Das Verfahren aus dem Hamburger Gewerbegebiet führte zu der Frage, ob dies eine Lösung für Straßen im Emsland sein kann. Denn unter anderem wellt sich die Fahrbahn der Landesstraße 47 in Twist wegen der im Straßendamm liegenden Torfschicht. Teiken meint, dass man dies prüfen könne.

 

Die Firma Hölscher betreibt in Haren zur Entwicklung neuer Verfahren ein Testfeld.

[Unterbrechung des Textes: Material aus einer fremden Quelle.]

PR #1583, opened 2024-09-20
arch-arm,util-m5: Change arm64's default m5 call type to addr

nkrim:
As of PR #977, gem5 has a defined M5OPS_ADDR for arm64, even if it is constrained to certain conditions. With that change and the arm64 board KVM support (#725), it seems like interaction with the m5 utility under arm64 will most commonly occur in KVM -- where instruction-mode does not work -- and thus address-mode becomes more desirable as the default.

This also makes m5's behavior in arm64 consistent with x86, the only other architecture that supports address-mode operations.

### DIFF
--- a/util/m5/src/abi/arm64/SConsopts
+++ b/util/m5/src/abi/arm64/SConsopts
@@ -29,8 +29,8 @@ env['ABI'] = 'arm64'
 get_abi_opt('CROSS_COMPILE', 'aarch64-linux-gnu-')
 get_abi_opt('QEMU_ARCH', 'aarch64')
 
-env['CALL_TYPE']['inst'].impl('m5op.S', 'verify_inst.cc', default=True)
-env['CALL_TYPE']['addr'].impl('m5op_addr.S')
+env['CALL_TYPE']['inst'].impl('m5op.S', 'verify_inst.cc')
+env['CALL_TYPE']['addr'].impl('m5op_addr.S', default=True)
 env['CALL_TYPE']['semi'].impl('m5op_semi.S', 'verify_semi.cc')
 
 env.Append(CXXFLAGS='-DM5OP_ADDR=0x10010000')


BobbyRBruce (dismissed):
Makes sense to me! Thanks for the contribution.

hnpl:
@BobbyRBruce The current way we do m5 ops via address requires opening /dev/mem, which requires root access. Is it true that in all gem5 disk images, all commands are called as the root user? I just want to make sure that this won't break any gem5 disk images.

nkrim:
> @BobbyRBruce The current way we do m5 ops via address requires opening /dev/mem, which requires root access. Is it true that in all gem5 disk images, all commands are called as the root user? I just want to make sure that this won't break any gem5 disk images.

nkrim:
> Is it true that in all gem5 disk images, all commands are called as the root user? I just want to make sure that this won't break any gem5 disk images.

Yes, from what I've seen the m5 executable has setuid permissions to run as root, so this shouldn't affect the use of m5 unless the configuration just does not work with address mode for whatever reason.

powerjg:
> The current way we do m5 ops via address requires opening /dev/mem, which requires root access. Is it true that in all gem5 disk images, all commands are called as the root user? I just want to make sure that this won't break any gem5 disk images.

This is a good point. However, this should only affect newly created images. We are working to improve and make the images more consistent.

powerjg:
@giactra do you have any objection to this change?

giactra:
> @giactra do you have any objection to this change?

In theory it looks like a good improvement. My only concern is that  IIRC we only setup m5ops_base in FS mode, and not in SE... Whereas instruction based is always on.. Unless I am missing something. Can we test this in SE mode as well?

Note: referring to Arm but it might be true to other ISAs

powerjg:
> Can we test this in SE mode as well?

Yes, great point! We should look into this in SE mode.

BobbyRBruce:
> > Can we test this in SE mode as well?
> 
> Yes, great point! We should look into this in SE mode.

Would a simple binary calling m5exit be sufficient to prove this works? I could make that.

nkrim:
> > > Can we test this in SE mode as well?
> > 
> > 
> > Yes, great point! We should look into this in SE mode.
> 
> Would a simple binary calling m5exit be sufficient to prove this works? I could make that.

There is an x86 test here https://github.com/gem5/gem5/tree/stable/tests/gem5/m5_util that does exactly that, so can probably be easily repurposed for ARM.

At the same time, this change should only affect the behavior of the executable (which I believe only makes sense to use in FS), not the linked functions themselves since those are explicit about the mode being used. That said, probably better safe than sorry.

nkrim:
@BobbyRBruce I was looking into reworking the x86 test linked above for ARM, but I am a bit confused about how the binary for that test is created. I see this test program here https://github.com/gem5/gem5/tree/stable/tests/test-progs/m5-exit but these Makefiles are out of date and don't produce the exact name `x86-m5-exit`.

I see that this binary is on gem5 resources though but not an ARM compilation, so can an ARM binary be added or is there a way to have a local resource as a part of the test?

Harshil2107:
> @BobbyRBruce I was looking into reworking the x86 test linked above for ARM, but I am a bit confused about how the binary for that test is created. I see this test program here https://github.com/gem5/gem5/tree/stable/tests/test-progs/m5-exit but these Makefiles are out of date and don't produce the exact name `x86-m5-exit`.
> 
> I see that this binary is on gem5 resources though but not an ARM compilation, so can an ARM binary be added or is there a way to have a local resource as a part of the test?

The m5-exit tests in the test-progs are outdated. The latest binary code is at https://github.com/gem5/gem5-resources/blob/stable/src/deprecated/simple/m5_exit_addr.c and https://github.com/gem5/gem5-resources/blob/stable/src/deprecated/simple/m5_exit.c

We can upload an arm m5 exit binary to gem5 resources and thoat should work for the tests.

BobbyRBruce:
I've had a go at creating tests for this, but I don't know much about the m5-exit utility and how this works. I created some m5-exit binaries and some tests, which you can find in #1705, but when incorporated into tests and run, I run into a couple of failures.

The tests are failing whether the change is applied to the develop branch or this PR, so it's probably not anything to do with this change, though without fixing the tests I don't think I can verify this PR.  I could use some help with this; I'm not entirely sure how I put these tests together to verify this functionality. If anyone could look over what I've made and give suggestions, it'd be much appreciated.

BobbyRBruce:
Ok, my previous comments can be discarded. Tt took me a while to get my bearings on this but, in short, this change doesn't break anything. This default applies only to the compiled m5util binary which you don't use in SE mode. It's for executing in a FS simulated OS shell. In the SE mode case everything remains the same as before. When you compile an m5op in a binary  you have to explicitly state wither you're doing an address or "magic instruction" m5opt, there's no option to just go with a default option between the two.

BobbyRBruce (approved):

PR #1587, opened 2024-09-21
scons: Fix scons 'readCommand' non-zero exits

BobbyRBruce:
There appears to have been an assumption here that `Popen` would raise an exception if the command run returned non-zero. This is not the case. This commit fixes this by obtaining the return code and throwing an exception if it is non-zero.

This bug caused some minor issues as Exception handling code to handle the non-zero case elsewhere in Scons was never executed.


Harshil2107 (approved):
lgtm

PR #1594, opened 2024-09-23
gpu-compute: Fix '64kB' to '64KiB' in gpu-compute

BobbyRBruce:
64kB, in these cases, will cast to 64KiB regardless. To improve readability and understanding of these objects, this patch changes there SI Prefix (kB -> KiB).


mattsinc (approved):
Thanks @BobbyRBruce , I did not realize there was a distinction between them.

PR #2012, opened 2025-02-17
cpu: Fix postInterrupt wakeup

rogerchang23424:
The futexMap.is_waiting should only be checked in SE mode. After the #1641, the CPU will be waken by futexMap.is_waiting when isWakeUp is false in FullSystem.

Change-Id: I47f9f2d533428adb57f28b67fc0b075fb382c737


giactra (approved):
@BobbyRBruce could we backport this into the new release?

PR #2033, opened 2025-02-24
base: Add print when accessing an AssociativeCache entry

jonathanhaley:
Adds a debug print message when an AssociativeCache entry is accessed. This is useful when investigating cache entry modification or verifying replacement policies are functioning correctly.
This builds on https://github.com/gem5/gem5/pull/1514

Change-Id: I73bae68c6ce2135f21988de83703a4985275d557

### DIFF
--- a/src/base/cache/associative_cache.hh
+++ b/src/base/cache/associative_cache.hh
@@ -1,5 +1,5 @@
 /*
- * Copyright (c) 2024 Arm Limited
+ * Copyright (c) 2024-2025 Arm Limited
  * All rights reserved
  *
  * The license below extends only to copyright in the software and shall
@@ -196,6 +196,13 @@ class AssociativeCache : public Named
     virtual void
     accessEntry(Entry *entry)
     {
+         if (debugFlag && debugFlag->tracing()) {
+            ::gem5::trace::getDebugLogger()->dprintf_flag(
+                curTick(), name(), debugFlag->name(),
+                "Accessing entry: %s\n", entry->print());
+        }
+
+
         replPolicy->touch(entry->replacementData);
     }
 


powerjg (dismissed):

powerjg:
Thanks for the contribution!

mattsinc (commented):
Just wanted to add my two cents that this is very useful -- thanks!

In my class, I teach students how to add prints to all the "entry" and "eviction" points in the caches.  Not asking you to do the same here, but maybe it would be useful for adding?

jonathanhaley:
Hi,
Nice to know that the change might have some utility. This change which prints on access builds on a commit (#1514 ) that prints when inserting or replacing cache entries. Which I believe would already do as you have requested? If not I must be misunderstanding. You just need to link the cache to a debug flag by calling:
`cacheName.setDebugFlag(debugFlagName)`

src/base/cache/associative_cache.hh
```diff
@@ -196,6 +196,13 @@ class AssociativeCache : public Named
     virtual void
     accessEntry(Entry *entry)
     {
+         if (debugFlag && debugFlag->tracing() && entry) {
```
odanrc: There is no need to check if entry is not null, because it is assumed in line 206 that it is not null.

(Obviously, it would have been better to have an assertion/exception be thrown if entry is null in any of these functions that make this assumption, but it is out of the scope of this PR :))

odanrc (approved):

powerjg (approved):

odanrc (approved):

mattsinc:
> Hi, Nice to know that the change might have some utility. This change which prints on access builds on a commit (#1514 ) that prints when inserting or replacing cache entries. Which I believe would already do as you have requested? If not I must be misunderstanding. You just need to link the cache to a debug flag by calling: `cacheName.setDebugFlag(debugFlagName)`

Very interesting, I'll have to test this out.  The changes I made are more directly to the replacement policies themselves (e.g., getVictim and instantiateEntry in fifo_rp.cc).  Does #1514 do the same/enable the same?

PR #2034, opened 2025-02-24
configs: Dump and reset m5 stats at kernel end in FS mode

v-ramadas:
This commit dumps and resets m5 stats whenever simulation receives kernel end exit events in GPU-FS mode. With this patch, the stats.txt file at the end of a GPU-FS simulation should contain a copy of each stat for every blit and normal kernel launched

### DIFF
--- a/configs/example/gpufs/runfs.py
+++ b/configs/example/gpufs/runfs.py
@@ -291,8 +291,12 @@ def runGpuFSSystem(args):
                 break
             kernels_completed += 1
             tasks_completed += 1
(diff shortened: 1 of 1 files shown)


powerjg (changes requested):
I'm going to push back on this. I think it could be very likely that someone using gem5 would want to have stats that are *not* reset across multiple kernels.

Note that in the stdlib, we are addressing this issue in #1995 That PR allows the user to specify what to do at different exit events.

PR #2035, opened 2025-02-24
mem-ruby: Move GPU L1 cache MSHR to the coalescer

v-ramadas:
This commit undoes PR https://github.com/gem5/gem5/pull/540 which added MSHRs to the L1 SQC/TCP to handle requests to the same line. The commit moves the MSHR instead to the coalescer where the coalescedTable maintains a list of all requests that go to the same line. These pending requests are completed as soon as the first request that went to cache returns. If any of these pending requests have GLC/SLC flags set, then the request is not marked complete. It is instead sent to cache. The commit also adds stats to track coalescer mshr misses and hits under misses

### DIFF
--- a/src/mem/ruby/protocol/GPU_VIPER-SQC.sm
+++ b/src/mem/ruby/protocol/GPU_VIPER-SQC.sm
@@ -48,9 +48,6 @@ machine(MachineType:SQC, "GPU SQC (L1 I Cache)")
 {
   state_declaration(State, desc="SQC Cache States", default="SQC_State_I") {
     I, AccessPermission:Invalid, desc="Invalid";
-    // Note: currently IV in the TCP is only for pending loads to a given cache
-    // line.  Since the SQC is read only, there are no stores.
-    IV, AccessPermission:Invalid, desc="Going from I to V, waiting on TCC data";
     V, AccessPermission:Read_Only, desc="Valid";
   }
 
@@ -103,7 +100,6 @@ machine(MachineType:SQC, "GPU SQC (L1 I Cache)")
   void unset_tbe();
   void wakeUpAllBuffers();
   void wakeUpBuffers(Addr a);
-  void wakeUpAllBuffers(Addr a);
   Cycles curCycle();
 
   // Internal functions
@@ -286,31 +282,12 @@ machine(MachineType:SQC, "GPU SQC (L1 I Cache)")
     }
   }
 
-  action(t_allocateTBE, "t", desc="allocate TBE Entry") {
-    check_allocate(TBEs);
-    TBEs.allocate(address);
-    set_tbe(TBEs.lookup(address));
-  }
-
-  action(d_deallocateTBE, "d", desc="Deallocate TBE") {
-    TBEs.deallocate(address);
-    unset_tbe();
-  }
-
-  action(st_stallAndWaitRequest, "st", desc="Stall and wait on the address") {
-    stall_and_wait(mandatoryQueue_in, address);
-  }
-
   action(p_popMandatoryQueue, "pm", desc="Pop Mandatory Queue") {
     mandatoryQueue_in.dequeue(clockEdge());
   }
 
   action(pr_popResponseQueue, "pr", desc="Pop Response Queue") {
     responseToSQC_in.dequeue(clockEdge());
-  }
-
-  action(wada_wakeUpAllDependentsAddr, "wada", desc="Wake up any requests waiting for this address") {
-    wakeUpAllBuffers(address);
   }
 
   action(l_loadDoneHit, "ldh", desc="local load done (hits in SQC)") {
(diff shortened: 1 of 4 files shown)


configs/example/gpufs/runfs.py
```diff
@@ -291,8 +291,12 @@ def runGpuFSSystem(args):
                 break
             kernels_completed += 1
             tasks_completed += 1
+            m5.stats.dump()
```
mattsinc: I don't think these should be part of this commit

src/mem/ruby/protocol/GPU_VIPER-SQC.sm
```diff
@@ -48,9 +48,6 @@ machine(MachineType:SQC, "GPU SQC (L1 I Cache)")
 {
   state_declaration(State, desc="SQC Cache States", default="SQC_State_I") {
     I, AccessPermission:Invalid, desc="Invalid";
-    // Note: currently IV in the TCP is only for pending loads to a given cache
```
mattsinc, line 51: Does all of this code need to be removed to change how the MSHRs work?  I guess your point is the states are no longer reachable?

src/mem/ruby/protocol/GPU_VIPER-TCP.sm
```diff
@@ -396,7 +392,7 @@ machine(MachineType:TCP, "GPU TCP (L1 Data Cache)")
       if (use_seq_not_coal) {
         sequencer.writeCallback(address, tmp, false, MachineType:L1Cache);
       } else {
-        coalescer.writeCallback(address, MachineType:L1Cache, tmp);
+        coalescer.writeCallback(address, MachineType:L1Cache, tmp, false);
```
mattsinc: is this change part of the MSHR fix?

src/mem/ruby/system/GPUCoalescer.cc
```diff
@@ -211,6 +211,7 @@ GPUCoalescer::GPUCoalescer(const Params &p)
                  false, Event::Progress_Event_Pri),
       uncoalescedTable(this),
       deadlockCheckEvent([this]{ wakeup(); }, "GPUCoalescer deadlock check"),
+      stats(this),
```
mattsinc, line 214: Stats should be a separate commit?

mattsinc (changes requested):

configs/example/gpufs/runfs.py
v-ramadas: Oops. I think they got added by mistake; removed now. The PR I created earlier for the stats dump and reset got rejected and I guess the commit somehow got stuck to this PR...

src/mem/ruby/protocol/GPU_VIPER-SQC.sm
v-ramadas: I removed these lines because the IV state is no longer reachable.

src/mem/ruby/protocol/GPU_VIPER-TCP.sm
v-ramadas: It's part of the MSHR stats fix. Will make that a separate commit tonight

src/mem/ruby/system/GPUCoalescer.cc
v-ramadas: Will make it a separate commit

src/mem/ruby/protocol/GPU_VIPER-TCP.sm
mattsinc: ok, let me know when these are separate.

v-ramadas: Sorry, I got sidetracked yesterday. Just updated the PR after making these separate

src/mem/ruby/system/GPUCoalescer.cc
```diff
@@ -1025,12 +1050,52 @@ GPUCoalescer::completeHitCallback(std::vector<PacketPtr> & mylist)
...
 
 void
-GPUCoalescer::recordMissLatency(CoalescedRequest* crequest,
+GPUCoalescer::recordStats(CoalescedRequest* crequest,
                                 MachineType mach,
                                 Cycles initialRequestTime,
                                 Cycles forwardRequestTime,
                                 Cycles firstResponseTime,
-                                bool success, bool isRegion)
+                                bool isRegion, bool mshrHitUnderMiss)
```
abmerop, line 1058: Nit: Are all these parameters needed?

src/mem/ruby/system/GPUCoalescer.cc
```diff
@@ -530,16 +531,38 @@ GPUCoalescer::readCallback(Addr address,
...
+    bool mshr_hit_under_miss = false;
+    // Iterate over the coalesced requests to respond to as many loads as
+    // possible until another request type is seen. Models MSHR for
+    // Coalescer. Do not respond to pending loads that have SLC/GLC flags
+    // set; issue them instead
+    while (crequest->getRubyType() == RubyRequestType_LD) {
+    hitCallback(crequest, mach, data, true,
+            crequest->getIssueTime(), forwardRequestTime, firstResponseTime,
+            isRegion, externalHit, mshr_hit_under_miss);
+
```
abmerop, line 543: Nit: Alignment

abmerop (commented):
I believe we did something similar in the past. The issue was the hit/miss stats printed by Ruby were not accurate. Is the intention to combine the new stats here + Ruby stats or are you planning a way to update the Ruby stats too?

mattsinc:
> I believe we did something similar in the past. The issue was the hit/miss stats printed by Ruby were not accurate. Is the intention to combine the new stats here + Ruby stats or are you planning a way to update the Ruby stats too?

@v-ramadas : I believe the fixes between this and the stats here, you have validated they give correct results now?

mattsinc (commented):
This looks ok to me now, but will wait for @abmerop's comments to be addresed

src/mem/ruby/system/GPUCoalescer.cc
v-ramadas: isRegion isn't used but was there in the older version. Same with the Cycles parameters; they were used to calculate a few stats long ago before the current stats class was introduced. But they can't be used anymore since some readCallback() calls set them to zero. I didn't remove them assuming they might be used in the future. Do you think its better to remove them now, and add them again if needed later?

v-ramadas:
@abmerop, @mattsinc, the new stats I added track the MSHR's effectiveness. They also update the TCP hit rate when there is an MSHR hit-under-miss. I validated them for a small test that does three loads to the same address; I see that one MSHR miss and two MSHR hits-under-misses. I also see that the TCP cache hits are updated with the two MSHR hits under misses. Additionally, if the GLC or SLC bit is set, requests go to the TCP and do not hit in the MSHR

mattsinc (approved):
Ok on my end, but will wait for @abmerop before pushing

mattsinc:
> Ok on my end, but will wait for @abmerop before pushing

@abmerop just checking on this

abmerop (approved):

src/mem/ruby/system/GPUCoalescer.cc
abmerop: Probably fine to keep until we know if they are used in other protocols but I assume they are not (publicly).

PR #2039, opened 2025-02-26
gpu-compute: Added MFMA insts, check if inst exists

mjkpolo:
A few mfmas were not added in the initial commit.
Additionally, we were only checking if the gfx version existed, and not if the instruction also existed. Now, scoreboard will panic if it cannot find the MFMA instruction in the cycle lookuptable: `mfma_cycles`


mattsinc (approved):
thanks @mjkpolo !

abmerop (approved):
Looks good - Thanks!  I was debating if missing an instruction timing is "panic-worthy" but these are easy enough to add for new ISAs that it's not a big deal.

Eines ist hier aufgefallen, sagte Teiken, die Grundwasserqualität verschlechtere sich durch Nitrat aus der Düngung. Noch habe das Trinkwasser im Emsland „Top-Qualität“ aber man werde die Nitratbelastung vermindern müssen um diese guten Werte auch künftig gewährleisten zu können.